=== Extracted records ===

PR #4584, opened 2026-08-13
fix(wiz): reject a physical-table column the source does not have

fredaan:
## Problem

A `/ws/table` physical-table request's explicit `columns` list was turned into `AttributeRef`s verbatim, with **no reconciliation against the source table's real columns**. A name the table does not have entered the assembly's stored column selection unchallenged, and every read-back this API serves — `/ws/table`'s own response and `/ws/structure` — then advertised the phantom column as real.

Nothing failed later either. At query time `PreAssetQuery.validateColumnSelection` **removes** columns the source does not have and carries on, so the generated SQL stays valid and even the execution probe passes. The caller binds a chart to a column no query can ever produce, gets an empty chart with no error, and the column disappears from the worksheet as soon as Composer refreshes it.

Observed end to end: an agent asked for `ORDER_AMOUNT` on `Examples/Orders.ORDERS`, which has no such column (`ORDER_ID, CUSTOMER_ID, EMPLOYEE_ID, ORDER_DATE, DISCOUNT, PAID`). Creation returned `success: true` with `ORDER_AMOUNT` in the response, `/ws/structure` reported it, the chart bound `Average(ORDER_AMOUNT)` and rendered with no data, and the column was absent when the worksheet was opened in Composer.

## Fix

**`buildPhysicalTable` reconciles the requested columns against the source's metadata** — which it already fetches to resolve the qualified table name, so the authority was in hand and unused.

- *Forgiving where the intent is unambiguous*: a case-only difference (`order_id` → `ORDER_ID`) or a table-qualified name whose remainder is a real column (`ORDERS.ORDER_ID`, `SA.ORDERS.DISCOUNT`) canonicalizes to the source's spelling. Unqualifying happens only when the full name is not itself a column, so a source column whose own name contains a dot still wins.
- *Fail loud otherwise*: the error names both the unresolvable columns and the ones the table does have, so a caller can correct itself in one step. `addOneTable`'s existing rollback turns it into `success: false` + `errorMessage`.
- Columns the same request **derives** (`expressionColumns` / `windowColumns`) are exempt — the source's metadata cannot know them.
- A metadata gap (no columns reported) logs a warning and skips reconciliation rather than failing the create.

**The execution probe gained a dropped-column backstop** for the same end state reached by any other path (a stale mirror base, an expression over a vanished column). `probeExecutable` only answered "did the query run"; it now also compares what the table advertises against what its query actually produced.

- *Count-guarded on purpose*: name matching runs only once the counts prove columns went missing, so a mere spelling difference between a `ColumnRef`'s name and a lens header can never by itself fail a create. If the names cannot be matched, the error reports the counts instead.
- Matching tolerates the mirror naming difference (assembly says `BaseTable.col`, the lens reports it bare) in both directions, case-insensitively.

## Behaviour change

A physical-table create that passes explicit `columns` now always reads the source's column metadata (one extra `MetadataApiService.getMetaData` call; the provider caches). If that read fails, the create now fails where it previously succeeded — intentional, since building a table on unreconciled column names is exactly the failure this fixes.

`shouldProbe` is unchanged: pure physical / mirror / join tables with no derived columns are still not probed (zero added latency). The backstop covers the tables that are probed at all; the known cause is rejected up front by the reconciliation.

## Tests

Two new test classes, both following the existing pure-logic pattern (`WorksheetTableServiceShouldProbeTest`):

- `WorksheetTableServiceColumnValidationTest` (9) — hallucinated column fails loud, every unresolvable column reported together, exact names pass through, case canonicalization, table-prefix unqualifying, dotted source name wins, derived column exempt, metadata gap passes through, blank name reported.
- `WorksheetTableServiceProducedColumnsTest` (8) — a column the query did not produce is named, all missing named, nothing missing when all produced, mirror qualified-vs-bare match in both directions, case-insensitive match, a genuinely absent qualified attribute is still caught, null lens column neither matches nor crashes.

```
WorksheetTableService*Test (10 classes)   Tests run: 78,  Failures: 0
inetsoft.web.wiz (whole package)          Tests run: 992, Failures: 0
```

Not verified end to end against a live datasource: the reconciliation now blocks the phantom column at creation, so exercising the probe backstop needs a different silent-drop path plus a running server. Its matching logic is unit-tested.

### DIFF
--- a/core/src/main/java/inetsoft/web/wiz/service/WorksheetTableService.java
+++ b/core/src/main/java/inetsoft/web/wiz/service/WorksheetTableService.java
@@ -417,9 +417,10 @@ public class WorksheetTableService {
          " column(s) but its query produces only " + produced.size() + ": " +
          (dropped.isEmpty() ? String.join(", ", produced)
             : "the query cannot produce " + String.join(", ", dropped)) +
-         ". A column the source does not have is dropped from the query instead of failing it, so " +
-         "this table would render as an empty or partial result. Check the column names against " +
-         "the source (a derived value belongs in expressionColumns, not columns).");
+         ". A column the query cannot resolve is dropped from it instead of failing it, so this " +
+         "table would render as an empty or partial result. Check each column resolves against " +
+         "what this table is built on — the source table for a physical table, the SELECT list for " +
+         "a sql query table, the base table for a mirror or join.");
    }
 
    /** The columns this table promises its callers — exactly what {@link #extractColumnsFromSelection} reports. */
@@ -498,7 +499,8 @@ public class WorksheetTableService {
          return Set.of();
       }
 
-      String upper = name.toUpperCase();
+      // Locale.ROOT: these are datasource/lens identifiers, not display text.
+      String upper = name.toUpperCase(Locale.ROOT);
       int dot = upper.lastIndexOf('.');
 
       return dot > 0 && dot < upper.length() - 1
@@ -820,7 +822,9 @@ public class WorksheetTableService {
 
       if(request.getColumns() != null && !request.getColumns().isEmpty()) {
          // Explicit column list from the LLM — reconciled against the source's real columns so a
-         // name the table does not have fails loud here (see resolveRequestedColumns).
+         // name the table does not have fails loud here (see resolveRequestedColumns). A name this
+         // same request derives is dropped from the result: applyExpressionColumns /
+         // applyWindowColumns below contribute the real derived column.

=== Instructions for the task ===
All lines in the listing above from the line containing "hand and unused." to the line containing "query actually produced.", inclusive, should be retyped exactly; no other lines should appear.

=== Task response ===
**`buildPhysicalTable` reconciles the requested columns against the source's metadata** — which it already fetches to resolve the qualified table name, so the authority was in hand and unused.

- *Forgiving where the intent is unambiguous*: a case-only difference (`order_id` → `ORDER_ID`) or a table-qualified name whose remainder is a real column (`ORDERS.ORDER_ID`, `SA.ORDERS.DISCOUNT`) canonicalizes to the source's spelling. Unqualifying happens only when the full name is not itself a column, so a source column whose own name contains a dot still wins.
- *Fail loud otherwise*: the error names both the unresolvable columns and the ones the table does have, so a caller can correct itself in one step. `addOneTable`'s existing rollback turns it into `success: false` + `errorMessage`.
- Columns the same request **derives** (`expressionColumns` / `windowColumns`) are exempt — the source's metadata cannot know them.
- A metadata gap (no columns reported) logs a warning and skips reconciliation rather than failing the create.

**The execution probe gained a dropped-column backstop** for the same end state reached by any other path (a stale mirror base, an expression over a vanished column). `probeExecutable` only answered "did the query run"; it now also compares what the table advertises against what its query actually produced.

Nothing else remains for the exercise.